Saved data entries:
=====

PR #121, opened 2023-12-11
Fellowship Salary Budget & Period

muharem:
Fellowship Salary Budget & Period

In alignment with the Fellowship Salary [RFC](https://github.com/polkadot-fellows/RFCs/pull/50), the projected total monthly budget stands at 240,833 USDt.

With this PR, I invite the Fellowship members to refine the following constant parameters:
- RegistrationPeriod - # of blocks within a cycle which accounts have to register their intent to claim.
- PayoutPeriod - # of blocks within a cycle which accounts have to claim the payout.
- Budget - the total budget per cycle.

Please be aware that the pallet does not have a visibility into the actual balance of the account holding the salary budget. If this account lacks sufficient assets, subsequent salary claims will encounter failures.


joepetrowski (approved):

xlc (approved):

bkchr (approved):

system-parachains/collectives/collectives-polkadot/src/fellowship/mod.rs
```diff
@@ -251,7 +251,7 @@ impl pallet_salary::Config<FellowshipSalaryInstance> for Runtime {
 	// 15 days to claim the salary payment.
 	type PayoutPeriod = ConstU32<{ 15 * DAYS }>;
 	// Total monthly salary budget.
-	type Budget = ConstU128<{ 100_000 * USDT_UNITS }>;
+	type Budget = ConstU128<{ 250_000 * USDT_UNITS }>;
```
xlc, line 254: Actually, we will want to make this number configurable, as obviously we need to adjust the budget every once a while. This will be a good candidate to integrate with parameters pallet, whatever it is the one in [ORML](https://github.com/open-web3-stack/open-runtime-module-library/blob/master/parameters/src/lib.rs), or [polkadot-sdk](https://github.com/paritytech/polkadot-sdk/pull/2061)

bkontur: if we want very very quick win for this release:

```
parameter_types! {
     pub storage Budget: u128 = 250_000 * USDT_UNITS`;
}
```

```
type Budget = Budget
```

and allow it for `SafeCallFilter` [here](https://github.com/polkadot-fellows/runtimes/blob/main/system-parachains/collectives/collectives-polkadot/src/xcm_config.rs#L145)
```
                // Allow to change dedicated storage items (called by governance-like)
		match call {
			RuntimeCall::System(frame_system::Call::set_storage { items })
				if items.iter().all(|(k, _)| k.eq(&Budget::key()))) => return true,
			_ => (),
		};
```

xlc: I prefer just do the correct way. the storage parameters is not in metadata and hard to work with in frontend

eskimor (approved):

PR #130, opened 2023-12-22
Adds Snowbridge to Kusama and Polkadot Runtimes

claravanstaden:
- [x] Adds asset hub and bridge hub to Kusama and Polkadot runtimes
- [x] based off https://github.com/polkadot-fellows/runtimes/pull/108 - needs to be merged first
- [x] snowbridge crates needs to be published on crates.io - depends on `polkadot-sdk 1.7.0`
- [x] MessageQueue Pallet is not configured on Kusama and Polkadot asset hub - added in https://github.com/polkadot-fellows/runtimes/pull/137
- [x] `FeeManager` `handle_fee` misses reason, crate needs to be updated I think

cc @vgeddes @alistair-singh @yrong @musnit


bkontur:
There is bump to `polkadot@1.5.0` with MessageQueues [here](https://github.com/polkadot-fellows/runtimes/pull/137),
So, I would maybe suggest rebasing this PR on the current `main` and merging `#137` into this PR—it will bring us a little bit closer to the end :)

After #137 is merged, we just need to bump to `polkadot@1.6.0`.

claravanstaden:
Waiting on merging of:

- https://github.com/polkadot-fellows/runtimes/pull/159
- https://github.com/polkadot-fellows/runtimes/pull/187

Real diff can be viewed here: https://github.com/bkontur/runtimes/compare/bko-bump-to-1.7...Snowfork:runtimes:sv-pk-bridge-snowbridge

claravanstaden:
Fellows, may you please start with a preliminary review. This PR is dependent on https://github.com/polkadot-fellows/runtimes/pull/187 and the real diff can be viewed here: https://github.com/bkontur/runtimes/compare/bko-bump-to-1.7...Snowfork:runtimes:sv-pk-bridge-snowbridge

Outstanding:
- [ ] Merge https://github.com/polkadot-fellows/runtimes/pull/187
- [ ] Add Snowbridge integration tests once ☝🏻 the above integration tests pass

system-parachains/bridge-hubs/bridge-hub-kusama/src/lib.rs
```diff
@@ -472,6 +508,179 @@ impl pallet_utility::Config for Runtime {
...
+		},
+		deneb: Fork {
+			version: [4, 0, 0, 0], // 0x04000000
+			epoch: 269568,
+		},
+	};
+}
+
+parameter_types! {
+	pub const MaxExecutionHeadersToKeep: u32 = prod_or_fast!(8192 * 2, 1000);
```
alistair-singh, line 660: Increase the number of headers as per
https://github.com/Snowfork/polkadot-sdk/pull/120

system-parachains/bridge-hubs/bridge-hub-polkadot/src/lib.rs
```diff
@@ -473,6 +509,179 @@ impl pallet_utility::Config for Runtime {
...
+		},
+		deneb: Fork {
+			version: [4, 0, 0, 0], // 0x04000000
+			epoch: 269568,
+		},
+	};
+}
+
+parameter_types! {
+	pub const MaxExecutionHeadersToKeep: u32 = prod_or_fast!(8192 * 2, 1000);
```
alistair-singh, line 661: Increase the number of headers as per
https://github.com/Snowfork/polkadot-sdk/pull/120

alistair-singh (changes requested):

claravanstaden:
TODO:

- [ ] Remove copied penpal-runtime once https://github.com/paritytech/polkadot-sdk/pull/3564 is merged
- [ ] Set Ethereum base fee to MAX (to disable the bridge) and set base fee to a sane amount in integration tests

☝🏻 This should not block reviewing to start. 😅 Both items are related to tests.

system-parachains/bridge-hubs/bridge-hub-kusama/src/lib.rs
```diff
@@ -472,6 +507,179 @@ impl pallet_utility::Config for Runtime {
...
+parameter_types! {
+	pub storage EthereumGatewayAddress: H160 = H160(hex_literal::hex!("EDa338E4dC46038493b885327842fD3E301CaB39"));
+}
+
+parameter_types! {
+	pub const CreateAssetCall: [u8;2] = [53, 0];
+	pub const CreateAssetDeposit: u128 = (UNITS / 10) + EXISTENTIAL_DEPOSIT;
+	pub const InboundQueuePalletInstance: u8 = system_parachains_constants::kusama::snowbridge::INBOUND_QUEUE_PALLET_INDEX;
+	pub Parameters: PricingParameters<u128> = PricingParameters {
+		exchange_rate: FixedU128::from_rational(1, 400),
```
yrong, line 520: The price for eth-ksm could be referenced from https://www.kraken.com/convert/eth/ksm

system-parachains/bridge-hubs/bridge-hub-kusama/src/lib.rs
```diff
@@ -472,6 +507,179 @@ impl pallet_utility::Config for Runtime {
...
+		fee_per_gas: gwei(20),
+		rewards: Rewards { local: 1 * UNITS, remote: meth(1) }
```
yrong, line 522: Is the local reward  too much here?

claravanstaden: Good catch @yrong! Updated here: https://github.com/polkadot-fellows/runtimes/pull/130/commits/d44fa3305087752131d651adf120a1390a222667

system-parachains/bridge-hubs/bridge-hub-kusama/src/lib.rs
```diff
@@ -472,6 +507,179 @@ impl pallet_utility::Config for Runtime {
 	type WeightInfo = weights::pallet_utility::WeightInfo<Runtime>;
 }
 
+// Ethereum Bridge
+parameter_types! {
+	pub storage EthereumGatewayAddress: H160 = H160(hex_literal::hex!("EDa338E4dC46038493b885327842fD3E301CaB39"));
```
svyatonik, line 512: Perhaps very DQ, but I'm just starting here :) Gateway address is the same at Kusama and Polkadot BH. Is that correct? If we'll be using the same gateway contract, can the message be dispatched on both bridge hubs? Looking at the inbound pallet code:
```rust
			// submit message to verifier for verification
			T::Verifier::verify(&message.event_log, &message.proof)
				.map_err(|e| Error::<T>::Verification(e))?;

			// Decode event log into an Envelope
			let envelope =
				Envelope::try_from(&message.event_log).map_err(|_| Error::<T>::InvalidEnvelope)?;

			// Verify that the message was submitted from the known Gateway contract
			ensure!(T::GatewayAddress::get() == envelope.gateway, Error::<T>::InvalidGateway);

			// Retrieve the registered channel for this message
			let channel =
				T::ChannelLookup::lookup(envelope.channel_id).ok_or(Error::<T>::InvalidChannel)?;
```

To me it looks like the same message could pass all the checks if lookup will return a channel (and IIUC it willl, because some channel ids are static and others are derived based on para id, which is the same on Kusama and Polkadot).

system-parachains/bridge-hubs/bridge-hub-polkadot/tests/snowbridge.rs
svyatonik, line 1: Can we also add the `ethereum_outbound_queue_processes_messages_before_message_queue_works` test here?

system-parachains/bridge-hubs/bridge-hub-polkadot/src/xcm_config.rs
```diff
@@ -163,7 +169,11 @@ impl Contains<RuntimeCall> for SafeCallFilter {
 			RuntimeCall::System(frame_system::Call::set_storage { items })
 				if items.iter().all(|(k, _)| {
 					k.eq(&DeliveryRewardInBalance::key()) ||
-						k.eq(&RequiredStakeForStakeAndSlash::key())
+						k.eq(&RequiredStakeForStakeAndSlash::key()) ||
+						k.eq(&EthereumGatewayAddress::key()) ||
+						// Allow resetting of Ethereum nonces in Rococo only.
```
svyatonik, line 174: Rococo? Do we need it here?

system-parachains/bridge-hubs/bridge-hub-kusama/src/lib.rs
yrong: Actually Gateway address will be different between Kusama and Polkadot. Check here:
```
// Verify that the message was submitted from the known Gateway contract
ensure!(T::GatewayAddress::get() == envelope.gateway, Error::<T>::InvalidGateway);
```

svyatonik: Ok, good to know that it should be different :) But now it is the same on both BHs. Is it going to be changed later, using governance calls? Then is it safe to set it before that in code to some `EDa338E4dC46038493b885327842fD3E301CaB39` (which looks like something copied from Rococo configuration). Maybe let's set it to some dummy value then? Or if you know gateway address in advance, then please fix it here

system-parachains/bridge-hubs/bridge-hub-kusama/src/lib.rs
```diff
@@ -472,6 +507,179 @@ impl pallet_utility::Config for Runtime {
...
+}
+
+parameter_types! {
+	pub const CreateAssetCall: [u8;2] = [53, 0];
+	pub const CreateAssetDeposit: u128 = (UNITS / 10) + EXISTENTIAL_DEPOSIT;
+	pub const InboundQueuePalletInstance: u8 = system_parachains_constants::kusama::snowbridge::INBOUND_QUEUE_PALLET_INDEX;
+	pub Parameters: PricingParameters<u128> = PricingParameters {
```
svyatonik, line 519:
```suggestion
	pub Parameters: PricingParameters<Balance> = PricingParameters {
```

system-parachains/bridge-hubs/bridge-hub-kusama/src/lib.rs
svyatonik: IIUC the local reward for single message is still `1 KSM + <length-dependent>`. Is it intended? I mean - `1 KSM` for every message seems too large to me. Or am I missing something?

svyatonik: Also: IIUC this value is correlated with the `BridgeHubEthereumBaseFee` at sibling asset hub. I mean - we expect sender to pay at least this reward to AH first and then sovereign account of AH to pay it to the relayer, right?

If so, can we please document it somewhere in the code? Just because someday someone may want to update pricing parameters here, at BH and forget to update base fee at the AH => AH will start paying to relayer out of his pocket. At least some code warning aside both values may add some protection against that in the future.

system-parachains/bridge-hubs/bridge-hub-kusama/src/lib.rs
```diff
@@ -472,6 +507,179 @@ impl pallet_utility::Config for Runtime {
...
 }
 
+// Ethereum Bridge
+parameter_types! {
+	pub storage EthereumGatewayAddress: H160 = H160(hex_literal::hex!("EDa338E4dC46038493b885327842fD3E301CaB39"));
+}
+
+parameter_types! {
+	pub const CreateAssetCall: [u8;2] = [53, 0];
+	pub const CreateAssetDeposit: u128 = (UNITS / 10) + EXISTENTIAL_DEPOSIT;
```
svyatonik, line 517: Let's also have test for that. Things are changing over time and we'll definitely see issue with all those hardcoded values after they'll be deployed on-chain. Better to detect that by tests :)

svyatonik: I also suggest maybe to reuse our crates in this repo (`bp-asset-hub-*` and `bp-bridge-hub-*`) as a proper place to define constants that need to be referenced by both AH and BH. You could make a `mod snowbridge` there for the sake of cleanliness

system-parachains/bridge-hubs/bridge-hub-kusama/src/lib.rs
```diff
@@ -472,6 +507,179 @@ impl pallet_utility::Config for Runtime {
...
+	type MessageConverter = MessageToXcm<
+		CreateAssetCall,
+		CreateAssetDeposit,
+		InboundQueuePalletInstance,
+		AccountId,
+		Balance,
+	>;
+	type WeightToFee = WeightToFee;
+	type LengthToFee = ConstantMultiplier<Balance, TransactionByteFee>;
+	type MaxMessageSize = ConstU32<2048>;
```
svyatonik, line 585: Unrelated question - is that enforced somewhere? In Rust code, I can see it is only used to compute `delivery_cost` (sent to eth side in `Command::SetPricingParameters`). I wonder if not checking it is fine - if we expect messages not much than `2k` bytes, won't it break anything (apart from mismatched payment) if eth side will send `8k` message?

system-parachains/bridge-hubs/bridge-hub-kusama/src/lib.rs
```diff
@@ -472,6 +507,179 @@ impl pallet_utility::Config for Runtime {
...
+	type WeightInfo = weights::snowbridge_pallet_inbound_queue::WeightInfo<Runtime>;
+	type PricingParameters = EthereumSystem;
+	type AssetTransactor = <xcm_config::XcmConfig as xcm_executor::Config>::AssetTransactor;
+}
+
+impl snowbridge_pallet_outbound_queue::Config for Runtime {
+	type RuntimeEvent = RuntimeEvent;
+	type Hashing = Keccak256;
+	type MessageQueue = MessageQueue;
+	type Decimals = ConstU8<12>;
```
svyatonik, line 595: Don't know if that makes sense - maybe keeping fixed value here is better. But you could use something like that: `type Decimals = ConstU8<{ UNITS.ilog10() as  }>;`

system-parachains/bridge-hubs/bridge-hub-polkadot/tests/snowbridge.rs
claravanstaden: That test relies on helper method added in polkadot-sdk 1.8.0: https://github.com/paritytech/polkadot-sdk/blob/polkadot-v1.8.0/cumulus/parachains/runtimes/test-utils/src/lib.rs#L303 The test helper is also in 1.8.0, which I think is fine to copy over, but also copying the `run_to_block_with_finalize` method is hairy - requires importing extra crates and so on. Let me know what you think. :)

system-parachains/bridge-hubs/bridge-hub-polkadot/src/xcm_config.rs
claravanstaden: Good catch, removed in https://github.com/polkadot-fellows/runtimes/pull/130/commits/575155243e4f0d4b92af7907f231ac48baa901fb.

system-parachains/bridge-hubs/bridge-hub-polkadot/tests/snowbridge.rs
claravanstaden: Added in: https://github.com/polkadot-fellows/runtimes/pull/130/commits/cdf9e245b8c888d83a8a35150c0ab3d6d893091c

system-parachains/bridge-hubs/bridge-hub-kusama/src/lib.rs
```diff
@@ -472,6 +507,179 @@ impl pallet_utility::Config for Runtime {
 	type WeightInfo = weights::pallet_utility::WeightInfo<Runtime>;
 }
 
+// Ethereum Bridge
+parameter_types! {
+	pub storage EthereumGatewayAddress: H160 = H160(hex_literal::hex!("EDa338E4dC46038493b885327842fD3E301CaB39"));
+}
+
+parameter_types! {
+	pub const CreateAssetCall: [u8;2] = [53, 0];
```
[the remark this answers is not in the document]
claravanstaden: Added test in https://github.com/polkadot-fellows/runtimes/pull/130/commits/6900ea26e02d20859761441f1582be8123808e0b.

system-parachains/bridge-hubs/bridge-hub-kusama/src/lib.rs
claravanstaden: @vgeddes would it make sense for us to test the `CreateAssetDeposit` value? It is used in our fee calculation https://github.com/paritytech/polkadot-sdk/blob/master/bridges/snowbridge/primitives/router/src/inbound/mod.rs#L167

system-parachains/bridge-hubs/bridge-hub-kusama/src/lib.rs
yrong: It's only used to estimate the average cost as basis to charge on Etherum side, no enforce when processing.

claravanstaden: I think this is OK because our message size is nearly constant (fixed message format). This might changed with `Transact` support, right @yrong?

system-parachains/bridge-hubs/bridge-hub-kusama/src/lib.rs
claravanstaden: The value is clearer to me personally but I don't have a strong preference.

system-parachains/bridge-hubs/bridge-hub-kusama/src/lib.rs
yrong: Exactly!

system-parachains/bridge-hubs/bridge-hub-kusama/src/lib.rs
yrong: Maybe we need to reopen https://github.com/Snowfork/snowbridge/pull/1112?

system-parachains/bridge-hubs/bridge-hub-kusama/src/lib.rs
vgeddes: Yeah, we should initialize the address to `H160::zero()` here.

system-parachains/bridge-hubs/bridge-hub-kusama/src/lib.rs
vgeddes: The `PricingParameters::rewards::local` config field is used to calculate the combined refund+reward to pay relayers for delivering messages to BridgeHub from Ethereum. So its not associated with `BridgeHubEthereumBaseFee`.

On the other hand the `PricingParameters::rewards::remote` config field is used to calculate the combined refund+reward to pay relayers for delivering messages to Ethereum from BridgeHub, so it is associated with `BridgeHubEthereumBaseFee`.

Since the bridge is disabled on initial launch, none of these hardcoded pricing parameters need to be accurate. They will updated post launch via a governance proposal.

However, I suggest changing `PricingParameters::rewards::local` to `0.01 KSM`, which is probably what we will use anyway for the initial bridge activation proposal.

@svyatonik I'll add more comments in the runtime config and `PricingParameters` struct describing these fields and their relationships.

integration-tests/emulated/penpal/Cargo.toml
```diff
@@ -0,0 +1,192 @@
+[package]
+name = "penpal-runtime-dotsama"
+version = "0.14.0"
+authors = ["Anonymous"]
+description = "A parachain for communication back and forth with XCM of assets and uniques."
```
bkontur, line 5:
```suggestion
description = "TODO: remove `penpal-runtime-dotsama` with 1.3.0 (https://github.com/polkadot-fellows/runtimes/issues/186) - A parachain for communication back and forth with XCM of assets and uniques."
publish = false
```

integration-tests/emulated/tests/bridges/bridge-hub-kusama/Cargo.toml
```diff
@@ -8,8 +8,12 @@ description = "Bridge Hub Kusama runtime integration tests with xcm-emulator"
 publish = false
 
 [dependencies]
+codec = { package = "parity-scale-codec", version = "3.4.0", default-features = false }
```
bkontur, line 11:
```suggestion
codec = { package = "parity-scale-codec", version = "3.6.9" }
```

integration-tests/emulated/tests/bridges/bridge-hub-kusama/Cargo.toml
```diff
@@ -32,6 +36,17 @@ pallet-bridge-messages = { version = "0.8.0" }
...
 # Local
 bridge-hub-kusama-runtime = { path = "../../../../../system-parachains/bridge-hubs/bridge-hub-kusama" }
+asset-hub-kusama-runtime = { path = "../../../../../system-parachains/asset-hubs/asset-hub-kusama" }
 integration-tests-helpers = { path = "../../../helpers" }
 kusama-polkadot-system-emulated-network = { path = "../../../networks/kusama-polkadot-system" }
 kusama-system-emulated-network = { path = "../../../networks/kusama-system" }
+system-parachains-constants = { path = "../../../../../system-parachains/constants" }
+
+# Snowbridge
+snowbridge-beacon-primitives = { default-features = false , version = "0.1.0" }
```
bkontur, line 46:
```suggestion
snowbridge-beacon-primitives = { version = "0.1.0" }
```

integration-tests/emulated/tests/bridges/bridge-hub-polkadot/Cargo.toml
```diff
@@ -8,8 +8,12 @@ description = "Bridge Hub Polkadot runtime integration tests with xcm-emulator"
 publish = false
 
 [dependencies]
+codec = { package = "parity-scale-codec", version = "3.4.0", default-features = false }
```
bkontur, line 11:
```suggestion
codec = { package = "parity-scale-codec", version = "3.6.9" }
```

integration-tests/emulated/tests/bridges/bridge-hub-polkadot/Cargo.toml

=====

What you are asked to do: Look above and repeat, character for character, the lines from the first one to the line with "- RegistrationPeriod - #", counting both.

Worked solution:
PR #121, opened 2023-12-11
Fellowship Salary Budget & Period

muharem:
Fellowship Salary Budget & Period

In alignment with the Fellowship Salary [RFC](https://github.com/polkadot-fellows/RFCs/pull/50), the projected total monthly budget stands at 240,833 USDt.

With this PR, I invite the Fellowship members to refine the following constant parameters:
- RegistrationPeriod - # of blocks within a cycle which accounts have to register their intent to claim.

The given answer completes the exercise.